Issue #2206, opened 2020-10-15
JSON.parse needs to not apply the early error rule from B.3.1


bakkot:
[`JSON.parse`](https://tc39.es/ecma262/#sec-json.parse) says

> Let _completion_ be the result of parsing and evaluating ! StringToCodePoints(scriptString) as if it was the source text of an ECMAScript Script. The extended PropertyDefinitionEvaluation semantics defined in [B.3.1](https://tc39.es/ecma262/#sec-__proto__-property-names-in-object-initializers) must not be used during the evaluation.

B.3.1 deals with `__proto__` in object literals. But it has two parts: the extended evaluation semantics, and a new early error rule forbidding multiple occurrences of `__proto__` in a single object literal. The early error rule is also not applied in implementations (and it would be weird to do so), but the spec text doesn't mention that the rule should not be applied.

michaelficarra:
As per today's editor call, we will mark this change as normative but make the change without asking for consensus (as a spec bugfix) since it matches with what we believe the intent of the committee to have been and with all known implementations.

PR #2252, opened 2020-12-13
Normative: do not apply Early Error for duplicate __proto__ properties when performing JSON.parse

bakkot:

§ **What you will do**
Repeat, word for word, all the lines above.

§ **Solved problem**
Issue #2206, opened 2020-10-15
JSON.parse needs to not apply the early error rule from B.3.1


bakkot:
[`JSON.parse`](https://tc39.es/ecma262/#sec-json.parse) says

> Let _completion_ be the result of parsing and evaluating ! StringToCodePoints(scriptString) as if it was the source text of an ECMAScript Script. The extended PropertyDefinitionEvaluation semantics defined in [B.3.1](https://tc39.es/ecma262/#sec-__proto__-property-names-in-object-initializers) must not be used during the evaluation.

B.3.1 deals with `__proto__` in object literals. But it has two parts: the extended evaluation semantics, and a new early error rule forbidding multiple occurrences of `__proto__` in a single object literal. The early error rule is also not applied in implementations (and it would be weird to do so), but the spec text doesn't mention that the rule should not be applied.

michaelficarra:
As per today's editor call, we will mark this change as normative but make the change without asking for consensus (as a spec bugfix) since it matches with what we believe the intent of the committee to have been and with all known implementations.

PR #2252, opened 2020-12-13
Normative: do not apply Early Error for duplicate __proto__ properties when performing JSON.parse

bakkot:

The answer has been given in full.